The security of Rollup to the IOTA main chain (transaction validity/fraud proof) is monitored by a smart contract chain deployed specifically on Assembly, and transaction verification is carried out by root chain validators with high reputation ranking.

The structure of IOTA+Assembly is similar to Polkadot+Moonbeam and Cosmos+Evmos. The modular smart contract layer supports Rollup, parallel chains, and other smart contracts.

The total funding amount is $118 million. Investors include Huobi, LD Capital, HashKey Capital, Signum Capital, etc.

Official website: assembly.sc

Official Twitter: twitter.com/assembly_net

12)Mantle Network

Mantle is a layer 2 scalability solution built on top of Ethereum. Validator nodes in the Mantle network collect user transactions and submit them to Ethereum in the form of "compressed blocks." This compression saves users expensive gas fees and increases the overall transaction throughput.

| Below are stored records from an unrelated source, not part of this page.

PR #845, opened 2023-09-29
Revert "Improve handling of Unicode vs Byte strings (#828)"

Scott-Guest:
The Unicode changes caused a regression in the C-semantics. Reverting the PR until this is investigated.


dwightguth:
Since this is not a straight no-conflict revert, it would seem, it would help to get a summary of exactly the difference between this PR and the one it reverts.

dwightguth:
In particular: did the revert commit apply cleanly? If not, what conflicts did you have to solve? What is the motivation behind the second two commits?

lib/codegen/CreateTerm.cpp
```diff
@@ -294,6 +293,16 @@ sptr<KORESort> termSort(KOREPattern *pattern) {
...
+std::string escape(std::string str) {
+  std::stringstream os;
+  os << std::setfill('0') << std::setw(2) << std::hex;
+  for (char c : str) {
+    unsigned char uc = c;
+    os << (int)uc;
+  }
+  return os.str();
+}
+
```
Scott-Guest, line 305: Had to manually resolve a conflict here by just choosing to include both versions (`ALLOC_ARG` is in master from someone else's changes, `escape` is something I'm reverting)
```
<<<<<<< HEAD                                                                                                                                                                                                                                  
#define ALLOC_ARG(x)                                                           \                                                                                                                                                              
  createAllocation(                                                            \                                                                                                                                                              
      pattern->getArguments()[x].get(),                                        \                                                                                                                                                              
      fmt::format("{}:{}", locationStack, x))                                  \                                                                                                                                                              
      .first                                                                                                                                                                                                                                  
=======                                                                                                                                                                                                                                       
std::string escape(std::string str) {                                                                                                                                                                                                         
  std::stringstream os;                                                                                                                                                                                                                       
  os << std::setfill('0') << std::setw(2) << std::hex;                                                                                                                                                                                        
  for (char c : str) {                                                                                                                                                                                                                        
    unsigned char uc = c;                                                                                                                                                                                                                     
    os << (int)uc;                                                                                                                                                                                                                            
  }                                                                                                                                                                                                                                           
  return os.str();                                                                                                                                                                                                                            
}                                                                                                                                                                                                                                             
>>>>>>> parent of 4c9d010 (Improve handling of Unicode vs Byte strings (#828))
```

lib/codegen/CreateTerm.cpp
```diff
@@ -907,7 +916,7 @@ CreateTerm::createAllocation(KOREPattern *pattern, std::string locationStack) {
                               ->getCategory(Definition)
                               .cat;
                symbolDecl->getAttributes().count("sortInjection")
-               && (cat == SortCategory::Symbol || cat == SortCategory::Bytes)) {
+               && (cat == SortCategory::Symbol)) {
```
Scott-Guest, line 919: Resolved a conflict here. Kept the version from master but just dropped `|| cat = SortCategory::Bytes`. The conditional is then equivalent to the pre-Unicode-changes commit, just slightly restructured.
```
<<<<<<< HEAD                                                                                                                                                                                                                                  
    } else if (auto cat = dynamic_cast<KORECompositeSort *>(                                                                                                                                                                                  
                              symbol->getArguments()[0].get())                                                                                                                                                                                
                              ->getCategory(Definition)                                                                                                                                                                                       
                              .cat;                                                                                                                                                                                                           
               symbolDecl->getAttributes().count("sortInjection")                                                                                                                                                                             
               && (cat == SortCategory::Symbol || cat == SortCategory::Bytes)) {                                                                                                                                                              
      std::pair<llvm::Value *, bool> val = createAllocation(                                                                                                                                                                                  
          constructor->getArguments()[0].get(),                                                                                                                                                                                               
          fmt::format("{}:0", locationStack));                                                                                                                                                                                                
=======                                                                                                                                                                                                                                       
    } else if (                                                                                                                                                                                                                               
        symbolDecl->getAttributes().count("sortInjection")                                                                                                                                                                                    
        && dynamic_cast<KORECompositeSort *>(symbol->getArguments()[0].get())                                                                                                                                                                 
                   ->getCategory(Definition)                                                                                                                                                                                                  
                   .cat                                                                                                                                                                                                                       
               == SortCategory::Symbol) {                                                                                                                                                                                                     
      std::pair<llvm::Value *, bool> val                                                                                                                                                                                                      
          = createAllocation(constructor->getArguments()[0].get());                                                                                                                                                                           
>>>>>>> parent of 4c9d010 (Improve handling of Unicode vs Byte strings (#828)) 
```

Scott-Guest:
I did have to resolve two conflicts in `CreateTerm.cpp`, but they were very straightforward. Left comments showing where they were.

The first commit "Fix incorrect revert of CreateTerm.cpp" was just fixing a dumb mistake where I committed the merge without actually resolving the conflict how I wanted.

The second commit "Update kool-static test output for revert" was to update a test output to use `\x` escapes instead of `\"` or `\n`, which is how it was done pre-Unicode-changes.

dwightguth (approved):

dwightguth (changes requested):
Don't revert the rename of set_len

dwightguth (approved):

PR #1131, opened 2024-08-08
Adding Time Hooks for measuring semantics performance

Robertorosmaninho:
This PR introduces `hook_timer_start` and `hook_timer_stop`, which can be used to measure the execution time of an instruction or an entire semantics by getting the current timestamp when starting the timer and then when stopping it, we get the current timestamp again, and save the difference into a default file `hooks_time.txt` in the current directory.


theo25 (approved):
this looks good but given that I have contributed to this code, don't merge until @dwightguth approves as well.

dwightguth (approved):

PR #1134, opened 2024-08-13
Introducing new `llvm_pattern_matching_failure_event` to Proof Events

Robertorosmaninho:
Fixes: https://github.com/Pi-Squared-Inc/pi2/issues/1722
This PR introduces a new function event called `llvm_pattern_matching_failure_event`, which is identified by the `pattern_matching_failure_sentinel`. This new event flags to the user that an attempt to apply a rule failed in pattern matching its constructor; therefore, no further simplification can be done at this point.


Robertorosmaninho:
We still need to bump the version from 11 to 12, but this will be terrible to review after modifying all the tests, so I'll bump it as soon as I have your approval in the main implementation.

dwightguth (approved):

docs/proof-trace.md
```diff
@@ -49,6 +49,9 @@ name              ::= string
 location          ::= string
 function          ::= WORD(0xDD) name location arg* WORD(0x11) // the arg list is ommited in normal mode
 
+function_name     ::= string
+pattern_matching_failure ::= WORD(0x44) function_name
```
theo25, line 53: This needs to appear in the right hand side of some production, most likely the `argument` and `event` productions.

theo25 (changes requested):
Looks good, but please take care of the one comment that I left.

theo25 (approved):

PR #1135, opened 2024-08-16
disable tail call on return values of MInt of >192 bits

dwightguth:
On X86 architecture, LLVM can only return integers of size up to 192 bits in registers. Return values of greater size are subject to "sret demotion", which returns the value in memory. Due to the sret implied by this, tail calls cannot be performed on functions that return these large integer types. Thus, we need to delete the MustTail attribute or code generation will crash.


theo25 (approved):
I am approving but mayI ask that you add the k file for the new test you added?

By building on top of Ethereum, Mantle inherits ideal properties such as industry-leading security and general developer infrastructure.

Mantle provides many improvements over traditional layer 2 solutions:

  1. Modular data availability: By using a feature layer, Mantle can increase transaction throughput beyond traditional layer 2 solutions. Accessible data availability also means that Mantle can increase throughput without compromising security or reducing node operation costs. This reduces the processing requirements for validators and promotes further decentralization.

  2. Multi-party computation (MPC): Mantle uses MPC to minimize trust risks for secondary execution results. Using threshold signature scheme (TSS) technology, dedicated nodes help with multi-party signatures to increase the correctness of off-chain transaction execution results. This allows us to shorten the challenge period for withdrawals.

  3. Decentralized sequencer: Mantle decentralizes its sequencer to provide secure and trustless block production. By rotating a permissionless set of sequencers, Mantle reduces the possibility of single point of failure and censorship on the network. Mantle will decentralize its sequencer over time to provide secure and trustless block production.

Official website: www.mantle.xyz/

Official Twitter: twitter.com/0xMantle

Overall, modular blockchain is still in its early stages of development. Celestia and Fuel have made the most progress in various aspects and have the potential to become leading modular blockchain projects. The future remains to be seen.